The answer is every line in the data below that contains the word "opened".

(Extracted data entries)
----

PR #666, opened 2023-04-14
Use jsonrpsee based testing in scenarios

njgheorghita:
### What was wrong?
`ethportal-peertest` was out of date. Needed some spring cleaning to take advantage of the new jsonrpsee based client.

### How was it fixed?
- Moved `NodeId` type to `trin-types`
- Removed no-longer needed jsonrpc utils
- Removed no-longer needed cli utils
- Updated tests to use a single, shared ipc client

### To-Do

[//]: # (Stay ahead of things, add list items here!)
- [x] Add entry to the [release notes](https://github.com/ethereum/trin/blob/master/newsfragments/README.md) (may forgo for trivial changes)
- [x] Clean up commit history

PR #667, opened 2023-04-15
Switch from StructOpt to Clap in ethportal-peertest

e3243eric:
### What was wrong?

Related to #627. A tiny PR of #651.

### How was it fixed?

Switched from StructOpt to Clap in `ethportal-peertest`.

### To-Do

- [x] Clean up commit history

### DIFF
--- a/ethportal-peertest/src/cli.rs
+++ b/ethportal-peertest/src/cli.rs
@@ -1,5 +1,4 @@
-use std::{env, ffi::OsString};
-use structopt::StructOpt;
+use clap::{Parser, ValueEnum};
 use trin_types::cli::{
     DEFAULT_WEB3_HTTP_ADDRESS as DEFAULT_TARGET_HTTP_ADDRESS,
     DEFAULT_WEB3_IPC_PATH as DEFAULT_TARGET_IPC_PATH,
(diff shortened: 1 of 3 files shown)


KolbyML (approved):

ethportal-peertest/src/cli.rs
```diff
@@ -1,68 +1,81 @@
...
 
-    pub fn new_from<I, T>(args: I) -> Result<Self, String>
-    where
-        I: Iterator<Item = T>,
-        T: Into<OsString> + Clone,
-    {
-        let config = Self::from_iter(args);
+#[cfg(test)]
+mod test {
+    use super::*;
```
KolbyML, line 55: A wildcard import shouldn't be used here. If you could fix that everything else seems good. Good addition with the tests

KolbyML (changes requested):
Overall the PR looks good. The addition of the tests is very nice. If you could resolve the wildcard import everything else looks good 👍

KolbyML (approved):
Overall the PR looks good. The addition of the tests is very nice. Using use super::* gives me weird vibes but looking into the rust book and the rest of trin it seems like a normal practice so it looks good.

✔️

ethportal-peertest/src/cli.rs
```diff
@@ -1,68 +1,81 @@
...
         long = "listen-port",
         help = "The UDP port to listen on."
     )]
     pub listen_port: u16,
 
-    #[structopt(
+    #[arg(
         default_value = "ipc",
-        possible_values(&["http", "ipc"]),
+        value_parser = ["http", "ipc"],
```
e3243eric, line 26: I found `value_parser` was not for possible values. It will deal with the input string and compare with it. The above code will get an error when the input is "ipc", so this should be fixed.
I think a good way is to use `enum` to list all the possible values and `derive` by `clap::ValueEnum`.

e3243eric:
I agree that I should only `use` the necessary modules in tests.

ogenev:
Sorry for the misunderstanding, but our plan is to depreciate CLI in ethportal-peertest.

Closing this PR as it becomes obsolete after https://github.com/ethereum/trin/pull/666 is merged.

----

REPLY:
PR #666, opened 2023-04-14
PR #667, opened 2023-04-15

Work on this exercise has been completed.